# Dataset records:
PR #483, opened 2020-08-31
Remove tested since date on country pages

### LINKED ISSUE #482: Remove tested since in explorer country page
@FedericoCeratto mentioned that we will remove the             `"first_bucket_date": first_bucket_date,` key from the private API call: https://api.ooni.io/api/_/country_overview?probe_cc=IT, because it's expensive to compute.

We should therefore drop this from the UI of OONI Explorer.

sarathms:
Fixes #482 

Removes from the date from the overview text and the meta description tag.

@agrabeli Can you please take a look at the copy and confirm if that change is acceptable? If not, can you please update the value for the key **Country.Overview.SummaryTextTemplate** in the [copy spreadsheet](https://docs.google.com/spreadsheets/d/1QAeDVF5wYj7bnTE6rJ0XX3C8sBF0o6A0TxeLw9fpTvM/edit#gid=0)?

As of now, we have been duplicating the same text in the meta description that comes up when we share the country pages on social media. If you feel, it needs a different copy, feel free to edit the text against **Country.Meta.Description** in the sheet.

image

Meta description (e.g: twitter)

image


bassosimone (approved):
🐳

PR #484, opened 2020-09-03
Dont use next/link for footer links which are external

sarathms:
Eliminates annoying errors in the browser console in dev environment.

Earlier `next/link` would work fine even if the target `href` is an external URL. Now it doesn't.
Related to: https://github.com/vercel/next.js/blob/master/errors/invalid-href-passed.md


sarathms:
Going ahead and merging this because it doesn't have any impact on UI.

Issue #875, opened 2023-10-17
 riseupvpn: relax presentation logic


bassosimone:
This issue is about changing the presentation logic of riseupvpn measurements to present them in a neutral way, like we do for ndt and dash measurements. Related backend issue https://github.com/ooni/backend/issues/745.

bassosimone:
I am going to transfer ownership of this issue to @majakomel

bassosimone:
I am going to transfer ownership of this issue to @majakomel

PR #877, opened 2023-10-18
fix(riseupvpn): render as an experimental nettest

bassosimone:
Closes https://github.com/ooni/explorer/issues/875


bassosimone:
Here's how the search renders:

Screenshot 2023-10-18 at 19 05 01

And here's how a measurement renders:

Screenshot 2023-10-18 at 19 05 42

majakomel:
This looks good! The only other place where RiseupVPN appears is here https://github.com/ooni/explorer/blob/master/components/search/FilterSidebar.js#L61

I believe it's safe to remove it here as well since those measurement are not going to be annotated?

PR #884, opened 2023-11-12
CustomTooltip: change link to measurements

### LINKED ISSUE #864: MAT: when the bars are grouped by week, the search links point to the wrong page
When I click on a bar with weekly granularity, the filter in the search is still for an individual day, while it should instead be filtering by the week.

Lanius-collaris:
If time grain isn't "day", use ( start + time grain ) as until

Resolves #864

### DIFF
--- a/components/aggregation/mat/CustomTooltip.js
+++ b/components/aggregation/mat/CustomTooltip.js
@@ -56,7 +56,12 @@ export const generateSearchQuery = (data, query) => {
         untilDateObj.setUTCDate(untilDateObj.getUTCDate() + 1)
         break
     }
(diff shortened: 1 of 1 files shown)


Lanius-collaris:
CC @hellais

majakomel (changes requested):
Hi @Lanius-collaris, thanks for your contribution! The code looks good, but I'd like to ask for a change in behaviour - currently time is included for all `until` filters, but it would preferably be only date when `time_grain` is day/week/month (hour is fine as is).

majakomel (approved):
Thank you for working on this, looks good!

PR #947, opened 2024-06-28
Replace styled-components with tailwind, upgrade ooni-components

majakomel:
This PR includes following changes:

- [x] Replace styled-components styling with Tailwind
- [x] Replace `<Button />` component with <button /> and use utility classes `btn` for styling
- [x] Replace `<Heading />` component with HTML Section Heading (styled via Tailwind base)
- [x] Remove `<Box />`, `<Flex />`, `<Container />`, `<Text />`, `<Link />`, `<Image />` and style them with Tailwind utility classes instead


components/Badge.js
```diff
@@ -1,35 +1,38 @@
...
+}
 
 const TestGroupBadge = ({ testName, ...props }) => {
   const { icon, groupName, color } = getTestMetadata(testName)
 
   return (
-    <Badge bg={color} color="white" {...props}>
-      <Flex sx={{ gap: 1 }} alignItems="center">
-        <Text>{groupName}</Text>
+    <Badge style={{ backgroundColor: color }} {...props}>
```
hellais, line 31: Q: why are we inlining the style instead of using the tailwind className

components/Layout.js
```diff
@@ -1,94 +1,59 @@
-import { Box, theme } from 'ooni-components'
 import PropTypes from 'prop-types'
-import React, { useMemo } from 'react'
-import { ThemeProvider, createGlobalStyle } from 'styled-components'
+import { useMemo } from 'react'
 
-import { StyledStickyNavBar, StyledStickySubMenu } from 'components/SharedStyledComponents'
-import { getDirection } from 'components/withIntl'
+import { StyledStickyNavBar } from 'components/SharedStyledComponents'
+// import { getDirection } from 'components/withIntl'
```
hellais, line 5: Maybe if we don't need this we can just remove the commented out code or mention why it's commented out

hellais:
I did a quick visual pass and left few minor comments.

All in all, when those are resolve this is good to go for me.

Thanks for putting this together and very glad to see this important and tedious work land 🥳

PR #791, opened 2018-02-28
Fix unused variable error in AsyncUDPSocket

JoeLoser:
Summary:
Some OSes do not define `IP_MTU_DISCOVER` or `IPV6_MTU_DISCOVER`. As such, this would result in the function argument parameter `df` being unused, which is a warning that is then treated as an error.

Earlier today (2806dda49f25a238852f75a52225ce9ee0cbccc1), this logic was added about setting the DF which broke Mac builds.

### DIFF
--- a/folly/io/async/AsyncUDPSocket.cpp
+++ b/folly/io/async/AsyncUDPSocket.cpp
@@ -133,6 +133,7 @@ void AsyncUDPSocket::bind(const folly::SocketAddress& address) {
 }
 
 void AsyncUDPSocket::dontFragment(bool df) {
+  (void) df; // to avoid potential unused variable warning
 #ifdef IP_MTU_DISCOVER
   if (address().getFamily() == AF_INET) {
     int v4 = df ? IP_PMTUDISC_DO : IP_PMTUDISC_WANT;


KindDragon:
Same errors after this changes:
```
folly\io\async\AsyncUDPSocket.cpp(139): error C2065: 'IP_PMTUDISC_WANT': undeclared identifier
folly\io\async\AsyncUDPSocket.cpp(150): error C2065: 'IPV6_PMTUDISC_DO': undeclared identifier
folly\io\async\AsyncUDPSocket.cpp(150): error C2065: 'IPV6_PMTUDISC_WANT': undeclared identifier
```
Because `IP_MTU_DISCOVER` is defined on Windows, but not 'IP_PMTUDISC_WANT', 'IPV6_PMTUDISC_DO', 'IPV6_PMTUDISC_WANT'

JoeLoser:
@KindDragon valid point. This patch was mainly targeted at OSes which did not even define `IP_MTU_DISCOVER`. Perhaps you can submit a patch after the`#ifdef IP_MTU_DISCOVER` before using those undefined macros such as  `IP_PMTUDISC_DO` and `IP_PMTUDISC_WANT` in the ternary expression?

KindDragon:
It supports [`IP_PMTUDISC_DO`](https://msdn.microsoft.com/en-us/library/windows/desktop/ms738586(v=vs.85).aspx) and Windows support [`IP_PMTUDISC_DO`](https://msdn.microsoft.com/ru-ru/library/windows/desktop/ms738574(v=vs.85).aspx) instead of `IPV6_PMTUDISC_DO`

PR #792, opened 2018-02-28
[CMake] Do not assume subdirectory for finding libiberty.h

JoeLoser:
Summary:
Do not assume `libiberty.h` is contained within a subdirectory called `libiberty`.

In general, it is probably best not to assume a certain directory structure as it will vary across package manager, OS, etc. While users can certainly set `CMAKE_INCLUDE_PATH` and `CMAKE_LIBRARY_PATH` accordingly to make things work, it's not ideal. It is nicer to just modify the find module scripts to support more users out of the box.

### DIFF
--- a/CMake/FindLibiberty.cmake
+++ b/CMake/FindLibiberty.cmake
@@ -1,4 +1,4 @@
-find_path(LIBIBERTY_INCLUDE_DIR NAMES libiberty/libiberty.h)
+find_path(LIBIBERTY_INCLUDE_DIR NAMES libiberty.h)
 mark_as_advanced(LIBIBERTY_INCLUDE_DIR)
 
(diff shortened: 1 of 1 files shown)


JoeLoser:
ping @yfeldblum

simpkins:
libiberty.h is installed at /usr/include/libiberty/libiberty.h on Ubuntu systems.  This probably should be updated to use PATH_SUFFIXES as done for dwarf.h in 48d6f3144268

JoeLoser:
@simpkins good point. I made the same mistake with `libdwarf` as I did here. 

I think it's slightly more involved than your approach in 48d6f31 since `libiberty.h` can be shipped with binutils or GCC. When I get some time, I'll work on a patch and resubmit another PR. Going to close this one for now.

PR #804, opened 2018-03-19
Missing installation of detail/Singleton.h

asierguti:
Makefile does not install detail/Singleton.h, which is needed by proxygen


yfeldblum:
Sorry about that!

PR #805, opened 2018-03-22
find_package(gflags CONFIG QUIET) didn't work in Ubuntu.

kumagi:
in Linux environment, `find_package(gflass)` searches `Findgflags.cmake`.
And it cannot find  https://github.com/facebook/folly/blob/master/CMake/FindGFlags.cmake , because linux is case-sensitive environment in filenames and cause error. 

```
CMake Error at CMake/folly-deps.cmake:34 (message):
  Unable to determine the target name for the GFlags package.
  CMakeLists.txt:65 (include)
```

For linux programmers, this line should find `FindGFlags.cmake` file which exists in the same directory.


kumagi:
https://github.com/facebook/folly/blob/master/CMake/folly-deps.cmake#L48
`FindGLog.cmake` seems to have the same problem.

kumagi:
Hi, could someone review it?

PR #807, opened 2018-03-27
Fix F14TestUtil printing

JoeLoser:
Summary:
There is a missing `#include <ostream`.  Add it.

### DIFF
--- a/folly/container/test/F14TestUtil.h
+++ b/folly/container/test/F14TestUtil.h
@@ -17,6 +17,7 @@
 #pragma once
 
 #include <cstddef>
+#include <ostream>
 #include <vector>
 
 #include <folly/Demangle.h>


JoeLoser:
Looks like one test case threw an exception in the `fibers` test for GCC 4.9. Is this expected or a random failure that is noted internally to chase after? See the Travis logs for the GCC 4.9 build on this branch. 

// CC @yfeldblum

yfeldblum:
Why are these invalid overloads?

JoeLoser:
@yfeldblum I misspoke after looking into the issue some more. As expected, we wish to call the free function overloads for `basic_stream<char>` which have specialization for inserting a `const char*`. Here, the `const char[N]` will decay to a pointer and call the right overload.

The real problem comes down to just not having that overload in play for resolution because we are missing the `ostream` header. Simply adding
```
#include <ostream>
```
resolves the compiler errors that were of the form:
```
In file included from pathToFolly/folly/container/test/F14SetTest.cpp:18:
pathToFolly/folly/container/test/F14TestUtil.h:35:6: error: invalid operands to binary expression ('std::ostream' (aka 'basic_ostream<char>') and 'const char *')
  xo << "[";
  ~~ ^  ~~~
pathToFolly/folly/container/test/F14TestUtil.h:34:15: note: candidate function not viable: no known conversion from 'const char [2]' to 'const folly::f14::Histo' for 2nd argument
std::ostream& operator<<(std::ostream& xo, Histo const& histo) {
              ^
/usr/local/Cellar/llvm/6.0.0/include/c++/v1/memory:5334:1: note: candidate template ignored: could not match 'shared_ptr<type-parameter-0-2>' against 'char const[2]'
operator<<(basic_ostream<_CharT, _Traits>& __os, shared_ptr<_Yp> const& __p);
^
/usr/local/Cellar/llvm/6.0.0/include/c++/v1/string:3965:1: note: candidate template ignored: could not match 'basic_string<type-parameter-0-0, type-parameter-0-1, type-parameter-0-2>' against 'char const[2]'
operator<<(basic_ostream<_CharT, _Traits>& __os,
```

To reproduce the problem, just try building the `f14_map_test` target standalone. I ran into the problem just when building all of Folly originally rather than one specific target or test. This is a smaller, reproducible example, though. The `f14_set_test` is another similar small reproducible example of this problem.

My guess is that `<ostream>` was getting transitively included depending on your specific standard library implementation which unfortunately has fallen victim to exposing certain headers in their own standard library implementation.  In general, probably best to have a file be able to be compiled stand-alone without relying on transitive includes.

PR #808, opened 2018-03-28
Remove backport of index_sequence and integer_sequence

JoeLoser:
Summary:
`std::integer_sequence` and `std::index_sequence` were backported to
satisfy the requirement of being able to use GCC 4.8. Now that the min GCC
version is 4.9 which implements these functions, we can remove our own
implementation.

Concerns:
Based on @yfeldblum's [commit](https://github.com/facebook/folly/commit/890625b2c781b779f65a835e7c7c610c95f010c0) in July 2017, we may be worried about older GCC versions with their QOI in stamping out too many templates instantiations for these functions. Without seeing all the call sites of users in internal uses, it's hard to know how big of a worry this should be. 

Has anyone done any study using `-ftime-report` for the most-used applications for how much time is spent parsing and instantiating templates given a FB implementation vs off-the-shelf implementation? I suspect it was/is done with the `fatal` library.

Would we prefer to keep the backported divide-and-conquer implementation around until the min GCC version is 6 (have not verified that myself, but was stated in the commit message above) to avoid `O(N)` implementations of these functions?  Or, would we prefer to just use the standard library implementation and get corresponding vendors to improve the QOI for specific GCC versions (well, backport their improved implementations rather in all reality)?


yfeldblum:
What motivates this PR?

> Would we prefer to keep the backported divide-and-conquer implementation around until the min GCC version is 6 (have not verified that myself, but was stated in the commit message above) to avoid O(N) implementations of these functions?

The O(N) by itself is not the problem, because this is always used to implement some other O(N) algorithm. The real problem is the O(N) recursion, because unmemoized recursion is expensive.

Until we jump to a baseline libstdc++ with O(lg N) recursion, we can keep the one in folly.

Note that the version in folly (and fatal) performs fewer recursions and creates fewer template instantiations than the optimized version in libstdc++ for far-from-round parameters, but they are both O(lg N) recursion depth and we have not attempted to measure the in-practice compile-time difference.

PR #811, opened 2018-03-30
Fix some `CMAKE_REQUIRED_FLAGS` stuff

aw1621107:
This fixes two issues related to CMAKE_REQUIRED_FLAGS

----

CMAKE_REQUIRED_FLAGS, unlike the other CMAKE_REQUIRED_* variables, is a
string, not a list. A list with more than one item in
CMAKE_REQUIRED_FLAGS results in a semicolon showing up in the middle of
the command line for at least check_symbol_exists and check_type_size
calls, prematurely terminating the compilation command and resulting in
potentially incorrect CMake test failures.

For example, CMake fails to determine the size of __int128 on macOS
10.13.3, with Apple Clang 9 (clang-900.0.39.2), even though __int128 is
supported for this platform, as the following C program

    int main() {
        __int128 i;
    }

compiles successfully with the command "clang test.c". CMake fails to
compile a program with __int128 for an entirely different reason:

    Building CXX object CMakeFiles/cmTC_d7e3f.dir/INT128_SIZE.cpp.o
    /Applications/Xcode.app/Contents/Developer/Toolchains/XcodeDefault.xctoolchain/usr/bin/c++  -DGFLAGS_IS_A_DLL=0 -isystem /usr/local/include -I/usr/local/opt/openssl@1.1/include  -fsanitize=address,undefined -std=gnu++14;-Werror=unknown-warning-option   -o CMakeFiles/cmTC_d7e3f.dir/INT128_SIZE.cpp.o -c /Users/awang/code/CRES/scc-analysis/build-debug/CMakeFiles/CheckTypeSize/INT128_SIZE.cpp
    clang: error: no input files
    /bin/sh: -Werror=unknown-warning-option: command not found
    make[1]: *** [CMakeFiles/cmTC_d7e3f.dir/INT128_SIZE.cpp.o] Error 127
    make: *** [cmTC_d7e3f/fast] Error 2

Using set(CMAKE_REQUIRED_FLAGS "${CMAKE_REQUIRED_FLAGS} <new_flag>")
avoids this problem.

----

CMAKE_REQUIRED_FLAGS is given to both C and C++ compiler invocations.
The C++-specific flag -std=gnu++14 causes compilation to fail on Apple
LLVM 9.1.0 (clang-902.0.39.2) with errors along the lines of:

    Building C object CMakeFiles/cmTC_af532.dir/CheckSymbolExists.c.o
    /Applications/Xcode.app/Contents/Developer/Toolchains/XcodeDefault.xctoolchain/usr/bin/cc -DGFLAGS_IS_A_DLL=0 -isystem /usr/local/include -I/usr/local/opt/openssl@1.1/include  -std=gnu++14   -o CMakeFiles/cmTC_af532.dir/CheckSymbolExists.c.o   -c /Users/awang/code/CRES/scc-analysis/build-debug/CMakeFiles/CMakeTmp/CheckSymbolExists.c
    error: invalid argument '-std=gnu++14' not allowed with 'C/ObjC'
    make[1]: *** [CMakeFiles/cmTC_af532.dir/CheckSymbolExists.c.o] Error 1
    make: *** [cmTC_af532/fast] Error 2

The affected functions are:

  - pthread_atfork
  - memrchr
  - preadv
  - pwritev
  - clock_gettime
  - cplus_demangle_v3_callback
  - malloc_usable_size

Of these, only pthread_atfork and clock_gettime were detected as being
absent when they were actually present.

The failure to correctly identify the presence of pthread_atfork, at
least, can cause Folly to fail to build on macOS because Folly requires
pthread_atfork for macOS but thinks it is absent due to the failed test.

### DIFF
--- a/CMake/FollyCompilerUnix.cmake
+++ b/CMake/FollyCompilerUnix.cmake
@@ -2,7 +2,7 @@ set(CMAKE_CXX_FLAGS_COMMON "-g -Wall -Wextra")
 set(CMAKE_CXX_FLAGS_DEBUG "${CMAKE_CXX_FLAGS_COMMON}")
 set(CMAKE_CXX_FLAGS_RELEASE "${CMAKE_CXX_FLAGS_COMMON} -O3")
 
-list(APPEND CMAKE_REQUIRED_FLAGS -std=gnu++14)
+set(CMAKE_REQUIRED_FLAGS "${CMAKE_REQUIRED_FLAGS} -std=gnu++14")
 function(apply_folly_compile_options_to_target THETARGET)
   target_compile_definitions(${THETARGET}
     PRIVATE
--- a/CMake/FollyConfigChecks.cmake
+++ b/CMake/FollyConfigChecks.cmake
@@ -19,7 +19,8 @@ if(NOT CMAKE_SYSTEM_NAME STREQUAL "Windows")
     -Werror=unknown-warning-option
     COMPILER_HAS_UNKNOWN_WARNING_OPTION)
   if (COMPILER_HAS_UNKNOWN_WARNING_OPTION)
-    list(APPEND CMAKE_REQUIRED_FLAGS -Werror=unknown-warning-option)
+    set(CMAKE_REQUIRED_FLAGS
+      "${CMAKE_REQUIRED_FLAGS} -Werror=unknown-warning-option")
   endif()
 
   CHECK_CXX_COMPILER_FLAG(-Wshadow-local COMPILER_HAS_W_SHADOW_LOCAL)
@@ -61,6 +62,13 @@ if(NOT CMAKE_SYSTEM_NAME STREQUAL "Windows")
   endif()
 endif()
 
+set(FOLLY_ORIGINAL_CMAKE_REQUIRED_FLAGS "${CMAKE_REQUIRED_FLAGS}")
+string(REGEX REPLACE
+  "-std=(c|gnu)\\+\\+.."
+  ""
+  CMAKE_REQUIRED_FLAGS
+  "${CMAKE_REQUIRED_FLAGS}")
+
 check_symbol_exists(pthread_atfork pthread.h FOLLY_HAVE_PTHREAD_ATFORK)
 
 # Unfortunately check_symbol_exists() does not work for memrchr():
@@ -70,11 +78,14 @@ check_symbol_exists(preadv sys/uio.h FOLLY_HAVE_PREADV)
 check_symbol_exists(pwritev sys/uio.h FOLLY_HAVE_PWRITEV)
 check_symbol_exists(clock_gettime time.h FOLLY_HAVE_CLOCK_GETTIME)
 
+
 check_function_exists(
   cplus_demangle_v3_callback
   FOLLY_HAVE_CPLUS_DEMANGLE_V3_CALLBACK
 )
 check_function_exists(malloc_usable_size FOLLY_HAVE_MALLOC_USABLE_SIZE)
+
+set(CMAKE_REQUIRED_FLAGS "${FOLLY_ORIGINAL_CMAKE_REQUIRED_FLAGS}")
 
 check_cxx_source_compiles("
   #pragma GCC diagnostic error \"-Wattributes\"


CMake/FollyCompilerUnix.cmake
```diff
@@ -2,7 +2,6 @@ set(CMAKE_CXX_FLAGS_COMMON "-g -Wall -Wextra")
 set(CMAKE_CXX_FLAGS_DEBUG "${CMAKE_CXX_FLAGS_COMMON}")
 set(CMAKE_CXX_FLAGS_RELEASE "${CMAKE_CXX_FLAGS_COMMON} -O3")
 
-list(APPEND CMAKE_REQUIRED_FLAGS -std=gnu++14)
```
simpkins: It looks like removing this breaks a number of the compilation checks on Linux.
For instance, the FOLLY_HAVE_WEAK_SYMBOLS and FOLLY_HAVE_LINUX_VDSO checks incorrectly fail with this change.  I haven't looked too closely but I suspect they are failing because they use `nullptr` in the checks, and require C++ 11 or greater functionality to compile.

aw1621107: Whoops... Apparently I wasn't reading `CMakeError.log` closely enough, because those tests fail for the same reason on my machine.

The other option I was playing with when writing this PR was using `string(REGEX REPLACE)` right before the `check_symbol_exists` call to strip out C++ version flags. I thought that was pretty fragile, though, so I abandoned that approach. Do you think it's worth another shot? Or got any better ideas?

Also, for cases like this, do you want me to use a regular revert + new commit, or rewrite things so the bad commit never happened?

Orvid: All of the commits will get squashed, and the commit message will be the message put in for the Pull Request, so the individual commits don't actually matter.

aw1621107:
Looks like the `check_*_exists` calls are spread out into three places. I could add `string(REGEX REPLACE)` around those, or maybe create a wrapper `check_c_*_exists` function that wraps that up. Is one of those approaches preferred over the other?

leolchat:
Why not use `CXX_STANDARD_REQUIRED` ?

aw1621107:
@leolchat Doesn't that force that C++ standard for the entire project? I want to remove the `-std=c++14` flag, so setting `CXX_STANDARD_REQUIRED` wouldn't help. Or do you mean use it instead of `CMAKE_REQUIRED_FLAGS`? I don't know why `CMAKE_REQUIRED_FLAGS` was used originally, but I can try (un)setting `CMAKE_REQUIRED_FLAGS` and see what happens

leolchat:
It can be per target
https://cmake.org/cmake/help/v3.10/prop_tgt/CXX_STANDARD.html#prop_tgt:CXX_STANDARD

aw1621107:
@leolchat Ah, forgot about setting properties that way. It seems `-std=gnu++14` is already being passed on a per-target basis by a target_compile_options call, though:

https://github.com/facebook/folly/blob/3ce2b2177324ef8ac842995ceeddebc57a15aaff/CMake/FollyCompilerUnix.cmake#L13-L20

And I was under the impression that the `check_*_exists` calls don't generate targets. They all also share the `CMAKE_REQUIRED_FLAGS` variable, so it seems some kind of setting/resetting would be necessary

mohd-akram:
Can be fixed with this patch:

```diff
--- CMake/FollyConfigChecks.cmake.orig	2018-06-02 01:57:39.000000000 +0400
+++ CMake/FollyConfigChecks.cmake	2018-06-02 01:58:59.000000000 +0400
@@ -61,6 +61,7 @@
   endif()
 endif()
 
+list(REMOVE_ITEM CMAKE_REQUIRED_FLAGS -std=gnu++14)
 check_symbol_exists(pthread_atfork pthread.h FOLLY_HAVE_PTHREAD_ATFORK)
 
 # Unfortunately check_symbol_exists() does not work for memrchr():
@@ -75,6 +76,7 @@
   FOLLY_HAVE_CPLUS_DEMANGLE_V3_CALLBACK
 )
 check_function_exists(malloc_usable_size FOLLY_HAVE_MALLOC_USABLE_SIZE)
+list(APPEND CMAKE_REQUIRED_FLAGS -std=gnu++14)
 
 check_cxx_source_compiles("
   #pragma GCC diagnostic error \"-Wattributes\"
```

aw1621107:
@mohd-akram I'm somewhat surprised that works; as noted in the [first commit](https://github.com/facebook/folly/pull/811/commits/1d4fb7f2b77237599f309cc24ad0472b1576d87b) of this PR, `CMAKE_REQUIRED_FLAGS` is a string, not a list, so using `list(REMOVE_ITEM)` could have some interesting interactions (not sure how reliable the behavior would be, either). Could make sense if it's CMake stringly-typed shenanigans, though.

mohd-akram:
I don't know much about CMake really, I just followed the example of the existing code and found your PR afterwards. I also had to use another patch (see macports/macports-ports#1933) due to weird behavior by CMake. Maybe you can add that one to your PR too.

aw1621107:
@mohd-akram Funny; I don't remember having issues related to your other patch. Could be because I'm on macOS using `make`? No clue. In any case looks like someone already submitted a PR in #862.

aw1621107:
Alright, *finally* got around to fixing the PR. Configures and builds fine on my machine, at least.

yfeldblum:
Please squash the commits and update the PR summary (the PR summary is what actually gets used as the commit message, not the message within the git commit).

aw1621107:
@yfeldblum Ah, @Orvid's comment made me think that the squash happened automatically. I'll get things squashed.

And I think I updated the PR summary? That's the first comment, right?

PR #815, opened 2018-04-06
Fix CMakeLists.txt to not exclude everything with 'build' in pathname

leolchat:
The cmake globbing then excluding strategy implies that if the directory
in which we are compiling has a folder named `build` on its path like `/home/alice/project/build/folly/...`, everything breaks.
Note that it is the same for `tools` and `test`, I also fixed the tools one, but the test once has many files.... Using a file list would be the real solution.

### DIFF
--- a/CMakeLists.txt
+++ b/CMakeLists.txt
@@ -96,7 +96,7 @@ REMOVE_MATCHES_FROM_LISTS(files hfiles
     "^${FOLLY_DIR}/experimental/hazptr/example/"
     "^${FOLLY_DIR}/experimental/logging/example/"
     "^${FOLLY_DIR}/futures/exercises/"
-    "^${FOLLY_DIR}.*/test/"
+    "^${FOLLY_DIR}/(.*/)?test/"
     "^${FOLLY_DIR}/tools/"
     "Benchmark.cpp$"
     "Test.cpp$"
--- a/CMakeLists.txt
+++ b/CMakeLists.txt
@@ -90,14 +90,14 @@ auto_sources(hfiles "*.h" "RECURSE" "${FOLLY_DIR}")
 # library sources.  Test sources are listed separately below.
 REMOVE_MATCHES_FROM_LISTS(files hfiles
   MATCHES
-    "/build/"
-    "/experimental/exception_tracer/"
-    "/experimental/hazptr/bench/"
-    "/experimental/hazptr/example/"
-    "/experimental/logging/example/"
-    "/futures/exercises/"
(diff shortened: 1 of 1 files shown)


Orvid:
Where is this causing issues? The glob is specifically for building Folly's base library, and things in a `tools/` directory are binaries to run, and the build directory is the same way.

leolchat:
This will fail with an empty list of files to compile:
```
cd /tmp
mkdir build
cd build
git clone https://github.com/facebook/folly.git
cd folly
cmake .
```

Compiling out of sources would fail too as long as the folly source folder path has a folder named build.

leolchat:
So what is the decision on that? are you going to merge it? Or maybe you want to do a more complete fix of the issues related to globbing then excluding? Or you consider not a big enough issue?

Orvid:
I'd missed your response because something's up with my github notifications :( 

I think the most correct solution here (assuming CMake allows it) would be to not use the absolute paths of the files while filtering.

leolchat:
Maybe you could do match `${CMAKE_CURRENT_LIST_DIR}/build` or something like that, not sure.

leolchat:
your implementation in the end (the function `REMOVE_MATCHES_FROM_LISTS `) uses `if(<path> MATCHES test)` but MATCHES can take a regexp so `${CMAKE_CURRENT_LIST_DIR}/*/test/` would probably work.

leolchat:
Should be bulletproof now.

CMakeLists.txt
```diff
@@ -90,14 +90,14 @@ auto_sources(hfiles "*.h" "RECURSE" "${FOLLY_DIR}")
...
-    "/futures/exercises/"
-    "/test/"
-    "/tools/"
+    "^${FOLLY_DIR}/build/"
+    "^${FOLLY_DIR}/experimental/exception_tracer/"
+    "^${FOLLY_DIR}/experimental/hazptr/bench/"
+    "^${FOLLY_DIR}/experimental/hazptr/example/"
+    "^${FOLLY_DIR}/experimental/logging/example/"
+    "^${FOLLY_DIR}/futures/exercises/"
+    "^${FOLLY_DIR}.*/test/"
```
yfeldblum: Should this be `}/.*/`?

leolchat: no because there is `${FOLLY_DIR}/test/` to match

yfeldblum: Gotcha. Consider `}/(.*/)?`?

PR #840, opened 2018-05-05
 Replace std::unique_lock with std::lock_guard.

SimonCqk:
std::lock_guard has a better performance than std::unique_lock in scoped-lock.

# Assignment:
Go through the material and report each line that holds the string "candidate".

# Solution to the exercise:
pathToFolly/folly/container/test/F14TestUtil.h:34:15: note: candidate function not viable: no known conversion from 'const char [2]' to 'const folly::f14::Histo' for 2nd argument
/usr/local/Cellar/llvm/6.0.0/include/c++/v1/memory:5334:1: note: candidate template ignored: could not match 'shared_ptr<type-parameter-0-2>' against 'char const[2]'
/usr/local/Cellar/llvm/6.0.0/include/c++/v1/string:3965:1: note: candidate template ignored: could not match 'basic_string<type-parameter-0-0, type-parameter-0-1, type-parameter-0-2>' against 'char const[2]'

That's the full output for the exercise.